Rules on combating money laundering and terrorist financing in correspondent banking clarified by the Basel Committee
Banks have clearer guidance on how to best manage risks related to money laundering and the financing of terrorism under final revisions issued today by the Basel Committee on Banking Supervision. The revisions pertain to Annexes 2 ("Correspondent banking") and 4 ("General guide to account opening") of the guidelines on the Basel Committee's Sound management of risks related to money laundering and financing of terrorism.
The revisions aim to ensure that banks conduct correspondent banking business with the best possible understanding of the applicable rules on anti-money laundering and countering the financing of terrorism. The Committee's guidance includes a list of risk indicators that correspondent banks should consider in their risk assessment of money laundering and financing of terrorism associated with correspondent banking.

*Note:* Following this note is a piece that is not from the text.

PR #283, opened 2024-08-13
Improve the fence mechanism performances

dumbbell:
This pull request is a collection of patches that improves the performances of the fence mechanism.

The clarifications published today are in response to growing concerns in the international community that banks are withdrawing from correspondent banking to avoid these risks. A decline in correspondent banking may, in turn, affect the ability to send and receive international payments in entire regions (see Financial Stability Board Action plan to assess and address the decline in correspondent banking).
The Basel Committee's guidance sets out concrete regulatory and supervisory expectations. The publication is fully consistent with and complements the Financial Action Task Force (FATF) standards and guidance, including the Guidance on correspondent banking services issued in October 2016.
A consultative version - Revisions to the annex on correspondent banking - was issued in November 2016. The Basel Committee wishes to thank those who expressed their views during the consultation process.